MIT researchers have reportedly designed a neuromorphic chip that behaves like real human brain cell connections.
While experts have made significant progress in the field of artificial intelligence in recent years, replicating human brain activity is still a major hurdle to true AI. But things might change now that researchers from the Massachusetts Institute of Technology have been able to design a neuromorphic chip with artificial synapses.
Our brain is said to be packed with around a hundred billion neurons. Each neuron communicates instructions to other neurons via synapses. According to research, a human brain has over a hundred trillion of these synapses that connect the neurons. It enables the brain to recognize patterns, remember facts, and accomplish other tasks in a flash.
Apparently, getting a computer to simulate brain activity is easier if there’s a hardware that would be designed to act more like a brain. That’s what the MIT researchers in the emerging field of neuromorphic computing did with their new computer chip.
MIT’s Neuromorphic Chip
Most processing chips use binary and on/off signaling to carry out computations. However, this new neuromorphic chip is designed to work in an analog fashion.
“The elements of a “brain on a chip” would work in an analog fashion, exchanging a gradient of signals, or “weights,” much like neurons that activate in various ways depending on the type and number of ions that flow across a synapse,” MIT News reported.
Like the brain, researchers would be able to make several brain chips to efficiently process millions of streams of parallel computations. This is something that is only currently possible with large banks of supercomputers.
Furthermore, the MIT chips were also designed with artificial synapses that enable researchers to control the strength of the electric current flowing into it.
Previous designs of the neuromorphic chip used two conductive layers separated by an amorphous medium. However, one challenge to this approach is that if there are no specific structures to travel along, the signals have an infinite number of paths.
“Once you apply some voltage to represent some data with your artificial neuron, you have to erase and be able to write it again in the exact same way,” Jeehwan Kim, lead researcher of the study, said.
“But in an amorphous solid, when you write again, the ions go in different directions because there are lots of defects. This stream is changing, and it’s hard to control. That’s the biggest problem – nonuniformity of the artificial synapse.”
Replicating A Neural Synapse
To resolve this issue, Kim and his colleagues used silicon germanium, a material also used in transistors, and a silicon wafer. The two form a funnel-like dislocation which creates a single path where ions can flow.
The neuromorphic chip was equipped with the artificial synapses made from the silicon germanium material that measured about 25 nanometers. During an experiment, the researchers applied a voltage to each synapse. They found that all showed nearly the same flow of ions.
“This is the most uniform device we could achieve, which is the key to demonstrating artificial neural networks,” Kim said.
As a final test, the MIT researchers ran “a computer simulation of an artificial neural network consisting of three sheets of neural layers connected via two layers of artificial synapses” to know if the device would be able to carry out actual learning tasks.
Tens of thousands of samples from the handwritten dataset used by neuromorphic designers were fed to the simulation. Surprisingly, the artificial neural network hardware was able to recognize the handwritten samples 95 percent of the time.

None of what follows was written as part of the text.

PR #1677, opened 2021-05-18
treaves 2

### LINKED ISSUE #1673: Crash when any device added into Oculars plugin
### Expected Behaviour
Adding the devices (eyepieces, lenses, telescopes, CCDs) into list of devices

Right now, the team is in the process of fabricating a neuromorphic chip that would perform handwriting-recognition tasks in reality–not just in simulation. The researchers believe that their design will enable smaller, more portable neural networks. These networks will perform complex computations that at the moment are only possible with supercomputers.
“Ultimately we want a chip as big as a fingernail to replace one big supercomputer,” Kim said. “This opens a stepping stone to produce real artificial hardware.”